Intramolecular electron transfer in proteins. Radiolysis study of the reductive activation of daunorubicin complexed in egg white apo-riboflavin binding protein

Daunorubicin, an anthracycline antitumor antibiotic, can be complexed in egg white apo-riboflavin binding protein. The reduction of this complex was studied by gamma-radiolysis and pulse radiolysis using COO.- free radicals as reductants. The final products are 7-deoxydaunomycinone intercalated in the protein and thiol groups coming from the reduction of disulfide bonds of the protein, in the respective proportions of 90% and 10%. One-electron reduction of the complex gives daunorubicin semiquinone radical and a disulfide anion.
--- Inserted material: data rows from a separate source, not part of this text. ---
PR #119, opened 2019-02-28
add deletion of pv and pvcs

cpanato:
Before we start the namespace cleanup we try to delete any remaining PV/PVC(s) in the namespace.

### DIFF
--- a/pkg/tool/kubectl.go
+++ b/pkg/tool/kubectl.go
@@ -24,12 +24,12 @@ func NewKubectl(exec exec.ProcessExecutor) Kubectl {
 // namespace and, eventually, the namespace itself are force-deleted.
 func (k Kubectl) DeleteNamespace(namespace string) {
 
-	fmt.Println("deleting pvcs...")
+	fmt.Println("Deleting pvcs...")
 	if err := k.exec.RunProcess("kubectl", "delete", "pvc", "--namespace", namespace, "--all"); err != nil {
 		fmt.Println("Error deleting pvc(s):", err)
 	}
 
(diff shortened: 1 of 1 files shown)


pkg/tool/kubectl.go
```diff
@@ -23,6 +23,17 @@ func NewKubectl(exec exec.ProcessExecutor) Kubectl {
 // DeleteNamespace deletes the specified namespace. If the namespace does not terminate within 90s, pods running in the
 // namespace and, eventually, the namespace itself are force-deleted.
 func (k Kubectl) DeleteNamespace(namespace string) {
+
+	fmt.Println("deleting pvcs...")
```
unguiculus: Match existing style: 

```suggestion
	fmt.Println("Deleting pvcs...")
```

pkg/tool/kubectl.go
```diff
@@ -23,6 +23,17 @@ func NewKubectl(exec exec.ProcessExecutor) Kubectl {
...
+	if err := k.exec.RunProcess("kubectl", "delete", "pvc", "--namespace", namespace, "--all"); err != nil {
+		fmt.Println("Error deleting pvc(s):", err)
+	}
+
+	fmt.Println("deleting pvs...")
```
unguiculus: Match existing style: 

```suggestion
	fmt.Println("Deleting pvs...")
```

cpanato: done

pkg/tool/kubectl.go
cpanato: done

PR #120, opened 2019-03-01
Add Helm/Kubernetes integration tests

jlegrone:

This PR adds tests to verify that helm upgrade and install testing works against a real kubernetes cluster, and runs these tests in CI.

**Which issue this PR fixes**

The rate constants of the reactions of COO.- ions with the complex and with the disulfide bond in the protein alone are respectively equal to 2.4 x 10(8) mol-1.L.s-1 and 6.4 x 10(7) mol-1.L.s-1. Daunorubicin semiquinone decays by a first-order process, the rate constant of which is independent of the initial protein and radical concentrations. Without protein, daunorubicin semiquinone undergoes a disproportionation-comproportionation equilibrium [Houée-Levin, C., Gardès-Albert, M., Ferradini, C., Faraggi, M., & Klapper, M. (1985) FEBS Lett. 179, 46-50]. We propose that a protein residue reduces semiquinone by an intramolecular path. This creates an electron hole in the protein which may alter its function. This reduction process is very different from the reduction mechanism of riboflavin binding protein by the same reductant [Faraggi, M., Steiner, J.P., & Klapper, M.H. (1985) Biochemistry 24, 3273-3279]. These results suggest a new deleterious pathway to explain the antitumor and/or cytotoxic effect of this drug.